**** SOURCE DATA ****

PR #213, opened 2026-07-08
Unescape str literals in frontend

agle:


katrinafyi (approved):
cool function. we may have to keep in mind if our escapes differ from Ocaml's, but no big deal right now.

agle:
When it dumps strings it usually uses Printf.sprintf "%S" so I'm legally specifying our escape to be ocaml's escape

****

**TASK ITEM**
Reproduce the records exactly, keeping every line.

**RESULT OF THE TASK**
PR #213, opened 2026-07-08
Unescape str literals in frontend

agle:


katrinafyi (approved):
cool function. we may have to keep in mind if our escapes differ from Ocaml's, but no big deal right now.

agle:
When it dumps strings it usually uses Printf.sprintf "%S" so I'm legally specifying our escape to be ocaml's escape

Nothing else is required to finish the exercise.